Первое — понять, что нравится, в чем угадывается потенциал, а потом начать покупать. На самом деле, это очень мало связано с деньгами. Самое главное — чтобы нравилось и было близко по духу. Я вчера весь вечер смотрел коллекцию графики Максима Боксера; у него камерная, но прекрасная коллекция рисунков Серебряного века, ему это очень близко. Она не очень дорогая, сумасшедших денег у него никогда не было, но она замечательная.
Нужно быть готовым к тому, чтобы собирать систематически, хорошо разбираться в том, что планируете собирать, а самое главное — нужно любить предмет коллекционирования. Нельзя собирать через куратора, надо всё делать самому. Если вы нанимаете куратора, чтобы вам собрали коллекцию, то это совершенно бессмысленная история, я не знаю, зачем это нужно делать. Хорошую коллекцию можно собрать, только если у самого есть тяга к этому.
Если бы я сейчас только начинал коллекционировать, я нашел бы какую-нибудь нишу и без всяких особенных денег обязательно что-нибудь собрал.
Но, по вашим словам, антикварный рынок сейчас совершенно вымыт. Как же можно собрать коллекцию?
Вымыты первоклассные вещи, но вот опять же можно собирать нишевую коллекцию, в этом ничего зазорного нет. Для нишевой коллекции российские художники вполне годятся, особенно молодые художники.

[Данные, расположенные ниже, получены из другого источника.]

PR #606, opened 2023-03-14
SONARIAC-655 Using weak hashing algorithms with OpenSSL is security-sensitive

rudy-regazzoni-sonarsource:


iac-extensions/docker/src/main/java/org/sonar/iac/docker/checks/WeakHashAlgorithmsCheck.java
```diff
@@ -0,0 +1,157 @@
...
+
+    private static class GroupStringWithTextRange {
+      private final List<String> strings;
+      private final TextRange textRange;
+
+      public GroupStringWithTextRange(List<Argument> arguments, List<String> resolvedArguments) {
+        this.textRange = arguments.isEmpty() ? null : TextRanges.merge(arguments.stream().map(HasTextRange::textRange).collect(Collectors.toList()));
+        this.strings = resolvedArguments;
+      }
+    }
```
rudy-regazzoni-sonarsource, line 155: Baby step to retain the `textRange` of resolved argument + report issue on the whole `Command` block.
Next baby step is to only report the issue on related element : `openssl` keyword + `-md5` option for example.
A solution could be to keep the Argument object reference in ArgumentResolution, so that we can resolve argument, get/check the value and later access the original Argument object to report the issue on it.
WDYT ?

rudy-regazzoni-sonarsource:
Baby step on the rule Rule S4790: Using weak hashing algorithms is security-sensitive
More to do :
- SONARIAC-656 : detect issue on also `shasum`
- SONARIAC-657 : don't highlight the full command but only related element/option

iac-extensions/docker/src/main/java/org/sonar/iac/docker/checks/WeakHashAlgorithmsCheck.java
```diff
@@ -0,0 +1,156 @@
...
+  private static boolean isOpenSslSensitiveSubCommand(Command command) {
+    return OPENSSL_SENSITIVE_SUBCOMMAND.contains(command.parameters.get(0));
+  }
+
+  private static boolean isOpenSslSensitiveDgstSubCommand(Command command) {
+    return "dgst".equals(command.parameters.get(0))
+      && OPENSSL_SENSITIVE_DGST_OPTION.stream().anyMatch(command.options::containsKey);
+  }
+
+  private static class Command {
```
rudy-regazzoni-sonarsource, line 74: Introducing the `Command` class, which goal is to parse provided list of `Argument` to split it (`&&` and `|`) and transform it into a list of `Command` with executable/options/parameters + `textRange` to process them individually.

iac-extensions/docker/src/main/java/org/sonar/iac/docker/checks/WeakHashAlgorithmsCheck.java
nils-werner-sonarsource: Do you think [SONARIAC-647](https://sonarsource.atlassian.net/browse/SONARIAC-647) is the solution for this? PR is ready for this.

iac-extensions/docker/src/main/java/org/sonar/iac/docker/checks/WeakHashAlgorithmsCheck.java
nils-werner-sonarsource: Yeah, good idea. You also need to include `;` which is a valid delimiter. However, this "simple" split approach can be dangerous when we have nested elements. 
```
CMD foo(bar1 && bar2)
```
Here the split is incorrect.

iac-extensions/docker/src/main/java/org/sonar/iac/docker/checks/WeakHashAlgorithmsCheck.java
rudy-regazzoni-sonarsource: Indeed it would totally solve that ! Let me know if/when you want me to review this PR, I don't see it in the list currently.

iac-extensions/docker/src/main/java/org/sonar/iac/docker/checks/WeakHashAlgorithmsCheck.java
rudy-regazzoni-sonarsource: Mmhh indeed, we need at least for now to document such failing case.
This approach is too naïve to handle all cases properly, I'm thinking about it like a babystep to provide a solution with a good balance between time spent and detection/precision.
I will do more search/test to see what cases it can handle and if we can improve it simply.

rudy-regazzoni-sonarsource:
Simpler approach : searching in all arguments and not splitting them by block.
Also introducing a `CommandDetector` class to easily adapt it to other rules.
Possible optimization : resolve argument only once by keeping `Argument` object reference in `ArgumentResolver`.

iac-common/src/test/java/org/sonar/iac/common/api/tree/impl/TextRangesTest.java
```diff
@@ -56,6 +58,19 @@ void test_merge_no_range() {
       .withMessage("Can't merge 0 ranges");
   }
 
+  @Test
+  void test_mergeRange() {
+    TestHasTextRange testRange1 = new TestHasTextRange(1,2, 3, 4);
+    TestHasTextRange testRange2 = new TestHasTextRange(5,6, 7, 8);
+    assertThat(TextRanges.mergeRanges(Arrays.asList(testRange1, testRange2)))
+      .isEqualTo(TextRangesTest.range(1,2, 7, 8));
```
nils-werner-sonarsource, line 66:
```suggestion
      .isEqualTo(TextRangesTest.range(1, 2, 7, 8));
```

iac-common/src/main/java/org/sonar/iac/common/api/tree/impl/TextRanges.java
```diff
@@ -51,6 +53,10 @@ public static TextRange merge(List<TextRange> ranges) {
     );
   }
 
+  public static TextRange mergeRanges(List<? extends HasTextRange> hasRanges) {
+    return hasRanges.isEmpty() ? null : merge(hasRanges.stream().map(HasTextRange::textRange).collect(Collectors.toList()));
+  }
```
nils-werner-sonarsource, line 58: I think this will duplicate the methods Jonas has already implemented. When returning null you should annotate this utils method.

iac-common/src/test/java/org/sonar/iac/common/api/tree/impl/TextRangesTest.java
```diff
@@ -56,6 +58,19 @@ void test_merge_no_range() {
       .withMessage("Can't merge 0 ranges");
   }
 
+  @Test
+  void test_mergeRange() {
+    TestHasTextRange testRange1 = new TestHasTextRange(1,2, 3, 4);
+    TestHasTextRange testRange2 = new TestHasTextRange(5,6, 7, 8);
```
nils-werner-sonarsource, line 64: Maybe you can also checkout Jonas test case which avoids having a dedicated Test class.

iac-extensions/docker/src/main/java/org/sonar/iac/docker/checks/WeakHashAlgorithmsCheck.java
```diff
@@ -0,0 +1,151 @@
...
+    CommandDetector sensitiveOpenSslSubcommand = CommandDetector.builder()
+      .with("openssl"::equals)
+      .with(OPENSSL_SENSITIVE_SUBCOMMAND::contains)
+      .build();
+    CommandDetector sensitiveOpenSslDgst = CommandDetector.builder()
+      .with("openssl"::equals)
+      .with("dgst"::equals)
+      .withOptional(s -> !OPENSSL_SENSITIVE_DGST_OPTION.contains(s) && s.startsWith("-"))
+      .with(OPENSSL_SENSITIVE_DGST_OPTION::contains)
+      .build();
```
nils-werner-sonarsource, line 59: Since these detectors are not dependent on the context or instruction, you could make a constant out of it.

iac-extensions/docker/src/main/java/org/sonar/iac/docker/checks/WeakHashAlgorithmsCheck.java
```diff
@@ -0,0 +1,151 @@
...
+
+    public static Builder builder() {
+      return new Builder();
+    }
+
+    /**
+     * Return all block of arguments which match the list of predicates.
+     */
+    private List<List<Argument>> search(List<Argument> arguments) {
+      List<ArgumentResolution> resolvedArgument = arguments.stream().map(ArgumentResolution::of).collect(Collectors.toList());
```
nils-werner-sonarsource, line 85: I can imagine merging [SONARIAC-647](https://sonarsource.atlassian.net/browse/SONARIAC-647) could bring some value here. When the resolution contains the argument we don't have to resolve this every time.

iac-extensions/docker/src/main/java/org/sonar/iac/docker/checks/WeakHashAlgorithmsCheck.java
```diff
@@ -0,0 +1,151 @@
...
+    }
+
+    public static Builder builder() {
+      return new Builder();
+    }
+
+    /**
+     * Return all block of arguments which match the list of predicates.
+     */
+    private List<List<Argument>> search(List<Argument> arguments) {
```
nils-werner-sonarsource, line 84: Instead of returning a list of lists, you could return a `Command` class that implements HasTextRange and only stores the arguments. So when calling `Command.textRange()` you can compute the range.

iac-extensions/docker/src/main/java/org/sonar/iac/docker/checks/WeakHashAlgorithmsCheck.java
```diff
@@ -0,0 +1,151 @@
...
+      List<ArgumentResolution> resolvedArgument = arguments.stream().map(ArgumentResolution::of).collect(Collectors.toList());
+      List<List<Argument>> argumentBlockIssue = new ArrayList<>();
```
nils-werner-sonarsource, line 86: And this could be called `commands` when using a data class for the list of arguments per command argument block.

iac-extensions/docker/src/main/java/org/sonar/iac/docker/checks/WeakHashAlgorithmsCheck.java
```diff
@@ -0,0 +1,151 @@
...
+      int argIndex = 0;
+      while (argIndex < arguments.size()) {
+        Integer sizeMatch = fullMatch(resolvedArgument, argIndex);
+        if (sizeMatch != null) {
+          argumentBlockIssue.add(arguments.subList(argIndex, argIndex + sizeMatch));
+          argIndex += sizeMatch;
+        } else {
+          argIndex++;
+        }
+      }
```
nils-werner-sonarsource, line 97: A while loop makes sense when having an iterator or queue. Here you are building a for loop with a while loop.
```
for (int argIndex = 0; argIndex < arguments.size(); argIndex++) {
        Integer sizeMatch = fullMatch(resolvedArgument, argIndex);
        if (sizeMatch != null) {
          argumentBlockIssue.add(arguments.subList(argIndex, argIndex + sizeMatch));
          argIndex += sizeMatch - 1;
        }
      }
```
IMO this loop is doing the same.

iac-extensions/docker/src/main/java/org/sonar/iac/docker/checks/WeakHashAlgorithmsCheck.java
```diff
@@ -0,0 +1,151 @@
...
+    private List<List<Argument>> search(List<Argument> arguments) {
+      List<ArgumentResolution> resolvedArgument = arguments.stream().map(ArgumentResolution::of).collect(Collectors.toList());
+      List<List<Argument>> argumentBlockIssue = new ArrayList<>();
+
+      int argIndex = 0;
+      while (argIndex < arguments.size()) {
+        Integer sizeMatch = fullMatch(resolvedArgument, argIndex);
+        if (sizeMatch != null) {
+          argumentBlockIssue.add(arguments.subList(argIndex, argIndex + sizeMatch));
+          argIndex += sizeMatch;
```
nils-werner-sonarsource, line 93: This is not tested enough. When e.g. writing `argIndex += sizeMatch + 2;`, all tests are still passing.

iac-extensions/docker/src/main/java/org/sonar/iac/docker/checks/WeakHashAlgorithmsCheck.java
```diff
@@ -0,0 +1,151 @@
...
+      return argumentBlockIssue;
+    }
+
+    /**
+     * If the provided list of resolved argument match with the list of predicates, return the size of matched predicates, ignoring optional predicates that didn't match.
+     * Otherwise, it will return null.
+     */
+    @CheckForNull
+    private Integer fullMatch(List<ArgumentResolution> resolvedArgument, int argIndex) {
+      int nbMatched = 0;
```
nils-werner-sonarsource, line 107: What does `nb` means?

iac-extensions/docker/src/main/java/org/sonar/iac/docker/checks/WeakHashAlgorithmsCheck.java
```diff
@@ -0,0 +1,151 @@
...
+    sensitiveOpenSslSubcommand.search(runInstruction.arguments())
+      .forEach(sensitiveOpensslCall -> ctx.reportIssue(TextRanges.mergeRanges(sensitiveOpensslCall), MESSAGE));
+    sensitiveOpenSslDgst.search(runInstruction.arguments())
+      .forEach(sensitiveOpensslCall -> ctx.reportIssue(TextRanges.mergeRanges(sensitiveOpensslCall), MESSAGE));
+  }
+
+  private static class CommandDetector {
+
+    List<Predicate<String>> predicates;
+    List<Boolean> isOptionalPredicates;
```
nils-werner-sonarsource, line 70: Instead of having two lists just implement a class that extends the predicate which has a field that indicates, if the predicate is optional.

iac-extensions/docker/src/main/java/org/sonar/iac/docker/checks/WeakHashAlgorithmsCheck.java
```diff
@@ -0,0 +1,151 @@
...
+          return null;
+        }
+      }
+      return nbMatched;
+    }
+
+    public static class Builder {
+
+      List<Predicate<String>> predicates = new ArrayList<>();
+      List<Boolean> isOptionalPredicates = new ArrayList<>();
```
nils-werner-sonarsource, line 129: See my comment above about the two strongly connected lists.

nils-werner-sonarsource (changes requested):
I like your approach. I was also drafting something similar. I've added a view comment which will harden the implementation. I am happy to talk about the comment.

iac-extensions/docker/src/main/java/org/sonar/iac/docker/checks/WeakHashAlgorithmsCheck.java
rudy-regazzoni-sonarsource: Yes :D I would like to move forward on this, it would really simplify things.
I did understand you already have the code done for this ? Otherwise I can also create the PR, let me know.

iac-extensions/docker/src/main/java/org/sonar/iac/docker/checks/WeakHashAlgorithmsCheck.java
rudy-regazzoni-sonarsource: That's exactly what I did first :D but then Sonar raise a major code smell on the `argIndex += sizeMatch - 1` with rule java:S127, as we are modifying the loop counter in the loop body.
I prefer the for loop indeed, should we ignore the code smell ? Or adapt differently ?

iac-extensions/docker/src/main/java/org/sonar/iac/docker/checks/WeakHashAlgorithmsCheck.java
nils-werner-sonarsource: https://github.com/SonarSource/sonar-iac/pull/613

iac-extensions/docker/src/main/java/org/sonar/iac/docker/checks/WeakHashAlgorithmsCheck.java
rudy-regazzoni-sonarsource: Old french habbit ^^' Mean something like 'nombre', which could translate to 'quantity', I will change to a better name.

iac-extensions/docker/src/main/java/org/sonar/iac/docker/checks/WeakHashAlgorithmsCheck.java
```diff
@@ -0,0 +1,164 @@
...
+
+  private static final String MESSAGE = "Using weak hashing algorithms is security-sensitive.";
+  private static final Set<String> OPENSSL_SENSITIVE_SUBCOMMAND = Set.of("md5", "sha1", "rmd160", "ripemd160");
+  private static final Set<String> OPENSSL_SENSITIVE_DGST_OPTION  = Set.of("-md2", "-md4", "-md5", "-sha1", "-ripemd160", "-ripemd", "-rmd160");
+
+  private static final CommandDetector sensitiveOpenSslSubcommand = CommandDetector.builder()
+    .with("openssl"::equals)
+    .with(OPENSSL_SENSITIVE_SUBCOMMAND::contains)
+    .build();
+  private static final CommandDetector sensitiveOpenSslDgst = CommandDetector.builder()
```
nils-werner-sonarsource, line 49: Constants are SCREAM_CASE

iac-extensions/docker/src/main/java/org/sonar/iac/docker/checks/WeakHashAlgorithmsCheck.java
```diff
@@ -0,0 +1,164 @@
...
+     * Return all block of arguments which match the list of predicates.
+     */
+    private List<Command> search(List<ArgumentResolution> resolvedArguments) {
+      List<Command> commands = new ArrayList<>();
+
+      for (int argIndex = 0; argIndex < resolvedArguments.size(); argIndex++) {
+        Integer sizeCommand = fullMatch(resolvedArguments, argIndex);
+        if (sizeCommand != null) {
+          commands.add(new Command(resolvedArguments.subList(argIndex, argIndex + sizeCommand)));
+          argIndex += sizeCommand - 1;
```
nils-werner-sonarsource, line 103: This is still not covered by a test.
`argIndex += sizeCommand - 2;` does not lead to any failing test.

nils-werner-sonarsource (approved):
LGTM! You miss a comment to cover the increment of a the loop index in `WeakHashAlgorithmsCheck.CommandDetector#search`

iac-extensions/docker/src/main/java/org/sonar/iac/docker/checks/WeakHashAlgorithmsCheck.java
rudy-regazzoni-sonarsource: Good point. New tests are covering the previous modification which was something like `argIndex += sizeCommand + 2;`, but not this modification with `- 2`.
This one is a bit more tricky as `argIndex += sizeCommand - 1;` is not required to make it work, it's more like an optimization to skip the full matched command. We would need a sensitive command which give us a sizeCommand of 1 to ensure this, which we don't have for now with OpenSSL (2+ arguments).

I created some specific test for CommandDetector class, for now it is in the class WeakHashAlgorithmsCheckTest, but once we extract CommandDetector, we should create a dedicated test class for it and move those test in it. I added a todo about this.

PR #660, opened 2023-04-21
Set released sonarlint-core version for integration test

nils-werner-sonarsource:
As we set an unreleased version we now fail to build the plugin. After 2 weeks the unreleased artifact will be removed. This will not affect the released version of sonar-iac but to have nightly builds of sonar-iac we have to set the used version to a released one which will not be deleted.


rudy-regazzoni-sonarsource (approved):
LGTM!

PR #662, opened 2023-05-03
SONARIAC-753 S6505 should not raise issue if `yarn` is used as command option

jonas-wielage-sonarsource:


nils-werner-sonarsource (commented):
What about my suggestion to adapt the detector to check an object before? To detect

* `RUN yarn`
* `RUN foo bar && yarn` or `RUN foo bar; yarn`

nils-werner-sonarsource (approved):
LGTM! Please add the ticket number, which will improve the CommandDetector to handle valid standalone `yarn` usage cases.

Ведь, смотрите, те художники, которых мы с вами перечисляли, это мое поколение, лично я их многих знаю, и мне их искусство понятно. А у молодежи свое поколение, и кто-то из них вполне может стать великим. Так что начинающим коллекционерам собирать молодых российских художников вполне возможно. Да вообще, тысячи вещей можно собирать, ведь собирательство — такая интересная жизнь!